[Opening INPUT section]

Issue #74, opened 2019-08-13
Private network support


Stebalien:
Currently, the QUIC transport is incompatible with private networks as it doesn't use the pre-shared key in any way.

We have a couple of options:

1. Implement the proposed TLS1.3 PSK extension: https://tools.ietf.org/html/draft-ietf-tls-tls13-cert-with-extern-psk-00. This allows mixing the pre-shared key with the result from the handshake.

[Closing INPUT section]
[Opening INPUT section]

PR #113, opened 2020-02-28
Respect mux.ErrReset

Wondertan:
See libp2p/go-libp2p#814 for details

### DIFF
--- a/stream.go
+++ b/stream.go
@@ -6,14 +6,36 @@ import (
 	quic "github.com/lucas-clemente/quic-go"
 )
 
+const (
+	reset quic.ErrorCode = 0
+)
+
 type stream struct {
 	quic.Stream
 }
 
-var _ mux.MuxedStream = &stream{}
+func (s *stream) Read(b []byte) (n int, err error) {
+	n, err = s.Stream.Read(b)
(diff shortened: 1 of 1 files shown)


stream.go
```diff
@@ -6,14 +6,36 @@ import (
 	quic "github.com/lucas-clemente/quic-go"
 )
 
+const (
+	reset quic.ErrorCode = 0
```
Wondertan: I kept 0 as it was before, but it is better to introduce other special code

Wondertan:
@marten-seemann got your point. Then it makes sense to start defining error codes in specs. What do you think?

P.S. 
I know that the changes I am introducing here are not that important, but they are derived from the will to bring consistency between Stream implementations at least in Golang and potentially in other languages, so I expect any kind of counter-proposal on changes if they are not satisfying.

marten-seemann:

[Closing INPUT section]

YOUR TASK » What is needed is a copy of every line above in which "with" appears.

RESPONSE TO THE EXERCISE »
Currently, the QUIC transport is incompatible with private networks as it doesn't use the pre-shared key in any way.
1. Implement the proposed TLS1.3 PSK extension: https://tools.ietf.org/html/draft-ietf-tls-tls13-cert-with-extern-psk-00. This allows mixing the pre-shared key with the result from the handshake.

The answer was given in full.